Dataset records START

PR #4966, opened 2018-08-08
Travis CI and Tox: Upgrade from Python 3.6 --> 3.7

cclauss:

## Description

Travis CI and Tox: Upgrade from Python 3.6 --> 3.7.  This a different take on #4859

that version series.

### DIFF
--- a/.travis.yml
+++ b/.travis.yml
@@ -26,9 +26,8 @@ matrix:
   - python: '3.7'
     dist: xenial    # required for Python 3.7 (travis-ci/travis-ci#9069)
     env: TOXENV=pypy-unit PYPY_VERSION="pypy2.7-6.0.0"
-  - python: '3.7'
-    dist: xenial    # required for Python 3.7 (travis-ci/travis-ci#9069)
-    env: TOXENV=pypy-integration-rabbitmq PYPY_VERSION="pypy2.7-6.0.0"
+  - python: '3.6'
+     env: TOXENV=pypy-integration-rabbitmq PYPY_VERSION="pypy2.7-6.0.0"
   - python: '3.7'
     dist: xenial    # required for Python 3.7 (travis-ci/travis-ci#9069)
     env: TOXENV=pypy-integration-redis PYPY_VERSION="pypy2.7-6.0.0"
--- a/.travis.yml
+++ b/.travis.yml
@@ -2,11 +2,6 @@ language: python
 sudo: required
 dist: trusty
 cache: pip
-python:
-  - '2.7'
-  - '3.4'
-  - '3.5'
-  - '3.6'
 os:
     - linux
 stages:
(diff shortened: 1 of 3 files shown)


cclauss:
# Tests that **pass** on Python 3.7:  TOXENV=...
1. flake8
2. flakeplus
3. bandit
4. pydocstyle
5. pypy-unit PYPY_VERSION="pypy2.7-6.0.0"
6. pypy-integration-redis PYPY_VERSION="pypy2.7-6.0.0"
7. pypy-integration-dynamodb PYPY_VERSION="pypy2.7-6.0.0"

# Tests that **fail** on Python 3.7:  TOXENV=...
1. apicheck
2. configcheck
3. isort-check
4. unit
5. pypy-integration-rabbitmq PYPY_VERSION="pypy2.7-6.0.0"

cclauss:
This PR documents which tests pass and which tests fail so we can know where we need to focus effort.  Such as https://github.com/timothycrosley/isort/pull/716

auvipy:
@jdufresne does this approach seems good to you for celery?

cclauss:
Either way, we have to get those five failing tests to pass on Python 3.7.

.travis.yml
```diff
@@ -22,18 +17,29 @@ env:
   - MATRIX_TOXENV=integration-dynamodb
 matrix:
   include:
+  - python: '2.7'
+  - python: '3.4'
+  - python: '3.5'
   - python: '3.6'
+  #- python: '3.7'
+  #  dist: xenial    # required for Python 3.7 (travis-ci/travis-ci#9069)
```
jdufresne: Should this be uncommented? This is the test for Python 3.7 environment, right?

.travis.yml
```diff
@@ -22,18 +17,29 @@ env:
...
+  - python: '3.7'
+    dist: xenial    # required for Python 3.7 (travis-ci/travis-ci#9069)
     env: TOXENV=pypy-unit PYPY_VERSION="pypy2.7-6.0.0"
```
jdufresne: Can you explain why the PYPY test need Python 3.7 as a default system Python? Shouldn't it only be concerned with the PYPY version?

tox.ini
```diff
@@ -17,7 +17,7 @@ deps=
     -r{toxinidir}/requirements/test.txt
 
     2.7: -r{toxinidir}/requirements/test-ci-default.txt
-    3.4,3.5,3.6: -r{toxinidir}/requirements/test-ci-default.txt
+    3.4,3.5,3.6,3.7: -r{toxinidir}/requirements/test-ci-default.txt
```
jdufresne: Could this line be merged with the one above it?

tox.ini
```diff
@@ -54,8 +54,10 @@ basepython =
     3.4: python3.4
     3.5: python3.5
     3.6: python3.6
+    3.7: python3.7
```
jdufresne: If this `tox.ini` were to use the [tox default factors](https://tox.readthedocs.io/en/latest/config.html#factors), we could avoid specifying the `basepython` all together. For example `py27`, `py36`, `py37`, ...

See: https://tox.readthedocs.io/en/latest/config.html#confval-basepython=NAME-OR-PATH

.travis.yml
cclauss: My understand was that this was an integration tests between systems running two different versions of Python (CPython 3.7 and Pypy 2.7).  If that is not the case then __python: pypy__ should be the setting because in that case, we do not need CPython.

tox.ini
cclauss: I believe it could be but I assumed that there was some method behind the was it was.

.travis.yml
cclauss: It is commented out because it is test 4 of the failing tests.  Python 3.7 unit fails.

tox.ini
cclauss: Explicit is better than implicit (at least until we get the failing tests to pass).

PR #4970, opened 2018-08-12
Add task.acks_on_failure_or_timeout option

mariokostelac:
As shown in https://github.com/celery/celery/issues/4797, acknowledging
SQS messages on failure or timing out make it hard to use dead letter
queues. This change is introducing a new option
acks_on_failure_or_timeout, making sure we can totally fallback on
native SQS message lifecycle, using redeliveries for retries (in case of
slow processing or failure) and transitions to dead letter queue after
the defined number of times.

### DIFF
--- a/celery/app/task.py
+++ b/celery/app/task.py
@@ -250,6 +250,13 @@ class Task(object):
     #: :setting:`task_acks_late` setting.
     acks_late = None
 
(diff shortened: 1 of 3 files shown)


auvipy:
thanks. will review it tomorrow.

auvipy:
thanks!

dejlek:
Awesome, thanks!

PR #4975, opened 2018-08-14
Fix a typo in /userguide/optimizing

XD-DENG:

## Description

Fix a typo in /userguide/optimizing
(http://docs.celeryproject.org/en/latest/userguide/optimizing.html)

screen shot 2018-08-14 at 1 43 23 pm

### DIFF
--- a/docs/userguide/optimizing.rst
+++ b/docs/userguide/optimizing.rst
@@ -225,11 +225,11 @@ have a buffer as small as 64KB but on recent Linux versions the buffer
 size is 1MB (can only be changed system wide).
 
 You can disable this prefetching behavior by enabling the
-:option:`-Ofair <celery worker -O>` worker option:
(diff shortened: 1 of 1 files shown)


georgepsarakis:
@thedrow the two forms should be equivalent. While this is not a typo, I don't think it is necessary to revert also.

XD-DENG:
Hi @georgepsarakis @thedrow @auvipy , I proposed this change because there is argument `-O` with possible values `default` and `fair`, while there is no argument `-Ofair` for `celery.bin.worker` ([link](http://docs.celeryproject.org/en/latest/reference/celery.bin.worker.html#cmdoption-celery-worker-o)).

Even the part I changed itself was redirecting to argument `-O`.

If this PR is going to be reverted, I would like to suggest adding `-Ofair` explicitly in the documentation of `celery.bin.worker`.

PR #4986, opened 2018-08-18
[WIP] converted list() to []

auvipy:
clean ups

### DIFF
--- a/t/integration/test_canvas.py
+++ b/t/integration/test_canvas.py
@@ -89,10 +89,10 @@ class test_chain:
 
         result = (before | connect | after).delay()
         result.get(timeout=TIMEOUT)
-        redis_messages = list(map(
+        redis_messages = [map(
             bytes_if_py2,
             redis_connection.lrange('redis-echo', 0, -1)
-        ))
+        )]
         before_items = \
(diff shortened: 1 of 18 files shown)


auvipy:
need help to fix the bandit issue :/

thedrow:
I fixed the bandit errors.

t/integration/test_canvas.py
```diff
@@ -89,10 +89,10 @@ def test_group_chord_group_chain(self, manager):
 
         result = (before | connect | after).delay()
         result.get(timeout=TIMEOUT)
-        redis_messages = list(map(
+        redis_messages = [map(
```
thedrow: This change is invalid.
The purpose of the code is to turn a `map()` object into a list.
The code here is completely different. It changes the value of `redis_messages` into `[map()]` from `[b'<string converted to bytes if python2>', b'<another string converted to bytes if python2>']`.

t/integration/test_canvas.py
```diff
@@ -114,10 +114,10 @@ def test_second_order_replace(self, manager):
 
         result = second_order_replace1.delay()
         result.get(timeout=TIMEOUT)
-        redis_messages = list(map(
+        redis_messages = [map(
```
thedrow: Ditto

Dataset records END

To do
Please copy the lines in the records above between the one holding "jdufresne: If this" and the one holding "acks_on_failure_or_timeout, making sure", inclusive, exactly and with no other line.

Worked solution
jdufresne: If this `tox.ini` were to use the [tox default factors](https://tox.readthedocs.io/en/latest/config.html#factors), we could avoid specifying the `basepython` all together. For example `py27`, `py36`, `py37`, ...

See: https://tox.readthedocs.io/en/latest/config.html#confval-basepython=NAME-OR-PATH

.travis.yml
cclauss: My understand was that this was an integration tests between systems running two different versions of Python (CPython 3.7 and Pypy 2.7).  If that is not the case then __python: pypy__ should be the setting because in that case, we do not need CPython.

tox.ini
cclauss: I believe it could be but I assumed that there was some method behind the was it was.

.travis.yml
cclauss: It is commented out because it is test 4 of the failing tests.  Python 3.7 unit fails.

tox.ini
cclauss: Explicit is better than implicit (at least until we get the failing tests to pass).

PR #4970, opened 2018-08-12
Add task.acks_on_failure_or_timeout option

mariokostelac:
As shown in https://github.com/celery/celery/issues/4797, acknowledging
SQS messages on failure or timing out make it hard to use dead letter
queues. This change is introducing a new option
acks_on_failure_or_timeout, making sure we can totally fallback on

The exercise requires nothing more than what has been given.